00:26 Now, if we do it locally, good.

00:27 If we do it systemically, maybe not so good.

00:31 As part of that activation cascade, we're going to get cytokines produced, we're going to get reactive oxygen species produced, we'll get various eicosanoids, arachidonic acid, lipid mediators produced.

00:41 Again, locally good thing.

00:43 Systemically not so much.

00:46 We will also get complement activation and we will have the production of chemokines, so that we will get increased inflammatory recruitment into tissues.

00:57 Remember also that LPS can act on endothelium to activate it and that end activation of endothelium means that, we get more thrombosis in this case, it tends to be a pro-thrombotic response, which again, makes sense, If I have a local infection, I want the endothelium to be ready to thrombose, in case I get vascular damage.

01:18 That increased thrombosis, is due to increased amounts of tissue factor and inhibitors of the plasminogen activator pathway, okay, and so, it's going to have a net procoagulant effect.

01:33 Activation of the endothelium though, also will cause vasodilation, again, locally that's the appropriate response that helps us to recruit inflammatory cells.

01:43 But if I vasodilate, every vessel in my body because I have too much LPS, oh my God, now I've got hypotension, I have low flow.
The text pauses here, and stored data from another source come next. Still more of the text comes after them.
PR #305, opened 2025-06-23
Improve the debug mode code generation for dynamic types.

jiel-nv:
The polymorphic variables do not need zero finalization after the usage of each variation, since they share the same memory in the same artificial debug union. The cleanup work is done in the last basic block of the function.

Also, do not use the cached temporaries as the pointer for the variations, they need to be regenerated and type casted from the debug union on each load/store.

### DIFF
--- a/numba_cuda/numba/cuda/lowering.py
+++ b/numba_cuda/numba/cuda/lowering.py
@@ -2,7 +2,7 @@ from numba.core.lowering import Lower
 from llvmlite import ir
 from numba.core import ir as numba_ir
 from numba.core import types
-
+from llvmlite.ir import Constant
 
 class CUDALower(Lower):
     def storevar(self, value, name, argidx=None):
@@ -54,6 +54,9 @@ class CUDALower(Lower):
 
         self.poly_var_typ_map = {}
         self.poly_var_loc_map = {}
+        self.poly_var_set = set()
+        self.poly_cleaned = False
+        self.lastblk = max(self.blocks.keys())
 
         # When debug info is enabled, walk through function body and mark
         # variables with polymorphic types.
@@ -90,9 +93,10 @@ class CUDALower(Lower):
             index = name.find(".")
             src_name = name[:index] if index > 0 else name
             if src_name in self.poly_var_typ_map:
-                dtype = types.UnionType(self.poly_var_typ_map[src_name])
-                datamodel = self.context.data_model_manager[dtype]
+                self.poly_var_set.add(name)
                 if src_name not in self.poly_var_loc_map:
+                    dtype = types.UnionType(self.poly_var_typ_map[src_name])
+                    datamodel = self.context.data_model_manager[dtype]
                     # UnionType has sorted set of types, max at last index
                     maxsizetype = dtype.types[-1]
                     # Create a single element aggregate type
@@ -101,13 +105,7 @@ class CUDALower(Lower):
                     ptr = self.alloca_lltype(src_name, lltype, datamodel)
                     # save the location of the union type for polymorphic var
                     self.poly_var_loc_map[src_name] = ptr
-                # Any member of this union type shoud type cast ptr to fetype
-                lltype = self.context.get_value_type(fetype)
-                castptr = self.builder.bitcast(
-                    self.poly_var_loc_map[src_name], ir.PointerType(lltype)
-                )
-                # Remember the pointer
-                self.varmap[name] = castptr
+                return
 
         super()._alloca_var(name, fetype)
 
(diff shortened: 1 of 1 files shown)


jiel-nv:
Soft ping.

numba_cuda/numba/cuda/lowering.py
```diff
@@ -120,3 +119,38 @@ def store_var_needed(self, name):
...
+        """
+        if name in self.poly_var_set:
+            if (
+                self._cur_ir_block == self.blocks[self.lastblk]
+                and not self.poly_cleaned
+            ):
+                # Decref, zero-fill the debug union for polymorphic only
+                # at the last block
+                for k, v in self.poly_var_loc_map.items():
+                    self.decref(self.typeof(k), self.builder.load(v))
```
gmarkall: I'm concerned that calling `decref` for all the members of the union during the last block will break the invocation of destructor functions. There's not much in the way of tests for this in Numba-CUDA as the functionality is still being worked on slowly (and we're not going to see an issue for scalars, only device-allocated data like NumPy arrays and UDF strings in RAPIDS), but I want to avoid a design choice here for debug support that makes reference counting and lifetime management trickier, or even incorrect.

To recap my understanding, the union exists because only one of the members of the union is live at a time - is that right? If that is the case, then if the decrefs are pushed to the last block then the state of an object used by the destructor might no longer exist by the time we're in the last block. Perhaps we can make this safe by changing the logic so that decrefs are still produced at the time `delvar` is called, and only push back the zeroing to a single point in the last block. Something like:

```python
if name in self.poly_var_set:
    fetype = self.typeof(name)
    ptr = self.poly_var_loc_map[name]
    self.decref(fetype, self.builder.load(ptr))
    if (self._cur_ir_block == self.blocks[self.lastblk] and not self.poly_cleaned):
        # ... rest of the logic to zero-fill the debug union for polymorphic only at the last block
    return

super().delvar(name)
```
I'm not sure I got the `fetype` and `ptr` code 100% correct, but I hope this illustrates the idea. Does the potential issue and solution make sense to you?

numba_cuda/numba/cuda/lowering.py
```diff
@@ -120,3 +119,38 @@ def store_var_needed(self, name):
...
+
+        super().delvar(name)
+
+    def getvar(self, name):
+        """
+        Get a pointer to the given variable's slot.
+        """
+        if name in self.poly_var_set:
+            index = name.find(".")
+            src_name = name[:index] if index > 0 else name
```
gmarkall: A tiny nit, maybe a simpler way to do this in Python:

```suggestion
            src_name = name.split(".")[0]
```

jiel-nv:
Thank you for the review. I will address all the review comments in the next commit.

jiel-nv:
/ok to test https://github.com/NVIDIA/numba-cuda/pull/305/commits/7cc07eb520df96792b9ca46a53a49283b37e0b08

numba_cuda/numba/cuda/lowering.py
jiel-nv: Resolved in https://github.com/NVIDIA/numba-cuda/pull/305/commits/ea455212d51eb8feb988e95a36bde1192869ea5d

numba_cuda/numba/cuda/lowering.py
jiel-nv: Resolved in https://github.com/NVIDIA/numba-cuda/pull/305/commits/ea455212d51eb8feb988e95a36bde1192869ea5d

jiel-nv:
/ok to test https://github.com/NVIDIA/numba-cuda/pull/305/commits/36b56cdead1352ae2c2c568f6bd2bbdd12d2dff0

jiel-nv:
/ok to test https://github.com/NVIDIA/numba-cuda/pull/305/commits/a5f6690760e66fe876f37d36b28078935ed3be67

gmarkall:
@jiel-nv Thanks for the updates - will review as soon as I can.

On the labels - could you please use "waiting on reviewer" rather than "waiting on CI" when there are new changes? "waiting on CI" is something that would be merged as soon as its CI has passed, but I should have another look at this to understand the changes first.

jiel-nv:
@gmarkall Sorry for the misuse of label. Yes, I will remember the correct usage next time. Thank you!

gmarkall:
> @gmarkall Sorry for the misuse of label. Yes, I will remember the correct usage next time. Thank you!

No worries, I think it's not clearly documented anywhere, but just a convention I was using to handle items as part of my "system"... thanks for your kind understanding :slightly_smiling_face:

gmarkall:
Not sure what's going on with the CI here, but will re-run the failed checks once the remaining running ones have finished.

gmarkall:
> Not sure what's going on with the CI here, but will re-run the failed checks once the remaining running ones have finished.

I'm re-running the jobs, it seems there was a transient outage.

gmarkall:
Many thanks for the updates!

01:53 Okay, so, a combination of all these inflammatory mediators, in addition to the effect on the endothelial cells, with hypotension and pro-coagulation, I'm going to get microvascular occlusion and I'm going to get severely increased vascular permeability and that's going to lead to multi-organ failure, I'll have a coagulopathy, I'll have secondary effects related to fever and being driven by cytokines, I have the vasodilation and capillary leak and then all of my organs don't function properly, because they don't have the right blood pressure and the vessels are clogged and there are a lot of inflammatory evil humors being made and you end up with multi-organ failure.

02:40 So, important to recognize that we don't have to have circulating bacteria to get this effect of septic shock.

02:48 In fact, you can have a very local infection, even an abscess, but if you have too robust a production of the or activation of the immune response because of the lipopolysaccharide, then those systemic distribution of those mediators of the various cytokines etc., will cause a septic shock physiology.

03:12 So, whether or not you get septic shock depends on a number of things.

03:17 It depends on the microbial load, the more microbes the more LPS, the greater the effect, generally.

03:23 It will also be impacted by host comorbidity, if there's already damage in various tissues or there's already ongoing diminution of function, say chronic renal failure chronic lung disease, then a little bit of sepsis can go a very long way, in terms of morbidity and mortality.

03:42 And then there'll be host polymorphisms, so, some people will not necessarily have the same cytokine response to the LPS, that other individuals will.

03:55 So, it's variable and not everyone who has a bacterial infection in someplace, is going to develop septic shock.